Search papers, labs, and topics across Lattice.
This paper investigates the safety of Retrieval-Augmented Language Models (RAGs) in multi-turn interactions, revealing a "monitoring-control gap" where models acknowledge contradictory evidence but fail to incorporate it into their final recommendations. The authors evaluated four model families (1.5B-32B parameters) across 50,000 turn-level evaluations using a multi-turn document accumulation protocol. The key finding is that single-turn robustness metrics overestimate RAG safety, as contradiction acknowledgement doesn't guarantee safe resolution, highlighting a critical vulnerability in RAG systems for high-stakes applications.
RAG systems can *know* the evidence contradicts their actions, yet still fail to act safely, revealing a dangerous monitoring-control gap that current evaluations miss.

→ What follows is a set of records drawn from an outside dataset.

PR #12916, opened 2026-07-10
fix(deps-status): respect overrides in the optimistic repeat install check

### LINKED ISSUE #12892: Optimistic repeat install doesn't respect overrides
### Verify latest release

### pnpm version

11.10.0

CLI

https://github.com/eagarwal-notion/pnpm-repro/commit/48fbcd45ee8950f3c1234b30c2ed8e049556424a

### Reproduction steps

Check out the following commit: https://github.com/eagarwal-notion/pnpm-repro/commit/48fbcd45ee8950f3c1234b30c2ed8e049556424a
Run `pnpm i` twice. Second run of pnpm i repeats the installation and runs the postinstall.
```
Scope: all 3 workspace projects
Already up to date
. postinstall$ echo "Running postinstall"
│ Running postinstall
└─ Done in 11ms
Done in 142ms using pnpm v11.10.0
```

### Describe the Bug

If you have a file: dependency in a package, pnpm will never use `optimisticRepeatInstall`. This is true even if you override that dependency so that it isn't actually a local file dependency.

`optimisticRepeatInstall` works fine if we don't substitute the value in the package.json with the overridden value:
https://github.com/eagarwal-notion/pnpm-repro/commit/a59e24325243052cafa8a0770ae3c1e6a3f6fe71

### Expected Behavior

optimisticRepeatInstall respects overrides defined in pnpm-workspace.yaml and only aborts if the file: dependency isn't overridden in pnpm-workspace.yaml

v22.13.1

- [x] macOS
- [ ] Windows
- [ ] Linux

_No response_

eagarwal-notion:
## Summary

`optimisticRepeatInstall` bailed out of the repeat-install fast path whenever any project manifest declared a local file dependency (`file:` or a bare local path/tarball spec) — even when an override in `pnpm-workspace.yaml` replaces that dependency with a non-local target. Since the override's target is what actually gets installed, the declared local spec can never go stale, so the fast path is safe to keep. With this change, a second `pnpm install` on such a workspace prints "Already up to date" instead of repeating the install (and its lifecycle scripts).

The bail-out is suppressed only for a dependency matched by a *generic* (parentless) override, using the same matching rule as the versions overrider. Overrides that themselves map to local file targets still disable the fast path through the existing override check, and parent-scoped overrides (`parent>dep`) conservatively keep the bail-out, since whether they apply depends on which package declares the dependency.

Implemented in both stacks: `@pnpm/deps.status` (`checkDepsStatus`) for the TypeScript CLI, and `optimistic_repeat_install` in pacquet. `isIntersectingRange` moved from `@pnpm/hooks.read-package-hook` into `@pnpm/config.parse-overrides` so deps-status can reuse the overrider's matching rule; pacquet reuses `matches_target` from its `overrides` module the same way.

Fixes pnpm/pnpm#12892

## Squash Commit Body

```text
A dependency declared with a local file specifier (file: or a bare
local path) disables the repeat-install fast path because nothing the
check stats covers the directory's contents. When a generic (parentless)
override replaces that dependency, the override's target is what gets
installed, so the declared local spec cannot go stale — keep the fast
path in that case. Overrides that themselves map to local file targets
still bail through the override check, and parent-scoped overrides
conservatively keep the bail-out.

Applied to both stacks: @pnpm/deps.status for the TypeScript CLI and
optimistic_repeat_install in pacquet. isIntersectingRange moved from
@pnpm/hooks.read-package-hook to @pnpm/config.parse-overrides so the
deps-status check matches overrides with the same rule as the versions
overrider. Overrides are now parsed before the local-file-dep scan in
both stacks, so an unparsable override set reports the parse-error
reason even when a local file dependency is also present.

Fixes pnpm/pnpm#12892
```

## Checklist

- [x] Added or updated tests.

---

## Summary by CodeRabbit

* **Bug Fixes**
  * Improved repeat-install checks for local `file:` and path dependencies affected by overrides.
  * Overrides that replace local dependencies with registry packages can now preserve the faster repeat-install path.
  * Added support for matching version ranges when evaluating overrides.
  * Improved handling of catalog-based and package-extension-injected local dependencies.
* **Tests**
  * Added coverage for override, catalog, parent-scoped, convergence, and local-file dependency scenarios.


eagarwal-notion:
Would it be possible to get a review on this PR? This is a blocker for pnpm adoption at Notion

Retrieval-augmented LLMs are deployed for tasks where evidence quality determines action safety, yet evaluation protocols assume that single-turn robustness predicts robustness when evidence accumulates across turns. We show this assumption is fundamentally incorrect. Models exhibit a monitoring-control gap: they readily acknowledge contradictory evidence, yet this awareness fails to constrain their final recommendations - detecting epistemic conflict does not imply resolving it safely. Through a multi-turn document accumulation protocol across four model families (1.5B-32B parameters) and over 50,000 turn-level evaluations, we demonstrate that single-turn diagnostics systematically overestimate RAG safety, that contradiction acknowledgement is uncorrelated with safe resolution, a pattern corroborated by targeted human validation, and that no universal prompt fix exists. Converging mechanism evidence - hidden-state probing, attention analysis, and response-strategy taxonomy - points to action selection as the most plausible locus of the deficit: danger-relevant information is internally represented and receives enhanced attention during unsafe generation, yet fails to constrain output behavior. The gap between what models recognize and what they do must be measured and closed before retrieval-augmented systems can be trusted in high-stakes settings.